The second purpose is that a Bible collection is a “living collection”; that is, I collect Bible translations when I find them and give a localized Bible to someone who can read it in that language and needs a copy.  Last year a Paraguayan friend saw that I had a copy of the Bible in Guarani and marveled that I had one because they weren’t readily available in Asuncion.  So I gave it to him and bought another one.  Whenever these books serve a greater purpose than collecting dust on a shelf, I am happy to give them away.  So far I’ve collected over 50 Bibles in different languages from around the world.  Yesterday I found four more in a Lusaka bookstore translated into different African languages, including Bemba, an indigenous language widely spoken in Zambia.  If I come across someone who needs one of them, it’s theirs to keep.  I’ll get another.

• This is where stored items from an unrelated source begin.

PR #70, opened 2021-09-01
Use two lines after all imports instead of 1 line

onerandomusername:


Shivansh-007:
Changelog this.

onerandomusername:
Not worth a changelog, none of this is user facing.

bast0006:
Honestly, we should still changelog this, if only for ourselves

I also enjoy the challenge of finding Bibles in local languages wherever I travel.  I’ve been able to collect indigenous Bibles in virtually every country I’ve visited.  When I can’t find it locally, I buy one online.  The only Bible I haven’t found to date is an Egyptian Coptic Bible.  I didn’t have any luck finding one when I visited Egypt in 2001-02, and I couldn’t find it for purchase online.  Here in Zambia, the challenge will be to find the Bible translated into the countries’ seven major indigenous languages.  Yesterday I found Bibles in Bemba and Kaounde.  Two down, five to go.